Entre ellos, probablemente Hamlet sea el personaje literario por excelencia, el que se nos presenta como el horizonte que aparece a nuestra vista, inabarcable en su totalidad. El príncipe, enfrentado a la muerte de su padre y el casamiento de su madre, es la encarnación misma de la duda y su personaje sólo puede ser observado, analizado e interpretado desde distintas perspectivas. Desde el momento de su publicación la influencia de Hamlet en la cultura occidental ha sido incalculable.

La obra de Shakespeare está cargada de aspectos médicos, que han sido analizados por numerosos investigadores y algunos de sus biógrafos durante los últimos dos siglos. Como el minero que desciende con su linterna hasta las entrañas de la Tierra para extraer de ella su riqueza mineral, él fue capaz de bajar pertrechado de su imaginación hasta las profundidades del ser humano para encontrar antes que nadie arquetipos psicológicos del hombre enfermo que luego ha estudiado la medicina moderna.

Además, Shakespeare supo adivinar lo que otros no vieron o vieron mucho después: que al espíritu le afecta la materia, que el estado del cuerpo puede condicionar el estado del alma y, por tanto, que “no somos los mismos cuando la naturaleza, abatida, impone al alma que sufra con el cuerpo”.

El genial dramaturgo inglés saca a escena a toda una pléyade de enfermos, a médicos de distinta condición y otros profesionales sanitarios (enfermeras, comadronas, cirujanos, boticarios, etc.), a enfermedades de distinto tipo, gravedad y naturaleza, a tratamientos empíricos, utilizados con mayor o menor grado de racionalismo, de acuerdo con los conocimientos de la época, y a las instituciones en donde se atendía a los enfermos.

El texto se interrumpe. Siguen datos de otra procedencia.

PR #654, opened 2024-01-17
Update logic to determine preference values

aanorbel:
Fixes OONI cards not enabled by default.

## Proposed Changes

  - Set default value for ooni tests to enabled.


bassosimone (approved):
🐳

PR #658, opened 2024-01-26
chore: Update android gradle plugin, preference, lifecycle process, gson, material and firebase dependencies

aanorbel:
## Proposed Changes

  - Update android gradle plugin, preference, lifecycle process, gson, material and firebase dependencies.

### DIFF
--- a/app/build.gradle
+++ b/app/build.gradle
@@ -139,7 +139,7 @@ dependencies {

Entre todas las enfermedades humanas que aparecen en la obra de Shakespeare seguramente son las enfermedades mentales y las enfermedades infecciosas las que aparecen de forma más profusa y repetida, aunque probablemente sea ese “cuarto de kilo de carne en el que se centra el golpe de tierra que somos” (Ramón Gómez de la Serna), en cualquiera de los significados que permite la palabra corazón, el término médico más utilizado.

Siendo el propósito de este pequeño lienzo realizar un simple bosquejo de la medicina en la obra de Shakespeare, a través de los trazos de la enfermedad, el médico, el paciente y el tratamiento, y estando los textos del singular autor inglés cargados de metáforas y juegos de palabras, permítanos el lector la libertad de haber transformado la duda hamletiana en el juego de palabras que da título al trabajo.

Dice un antiguo proverbio italiano que la tos, como el amor, no puede ocultarse, pero, como en cada nueva decisión humana, la figura de Hamlet, dudando entre la realidad y la posibilidad, se hace presente a la hora de abordar su manejo y tratamiento.

La literatura, como el cine, está demostrando cada vez con mayor claridad ser una herramienta eficiente para estimular el aprendizaje y perfeccionamiento de los conocimientos médicos.

En la medida que las páginas que siguen lo consigan y, al mismo tiempo, hagan pasar al lector un buen rato nos daremos por satisfechos.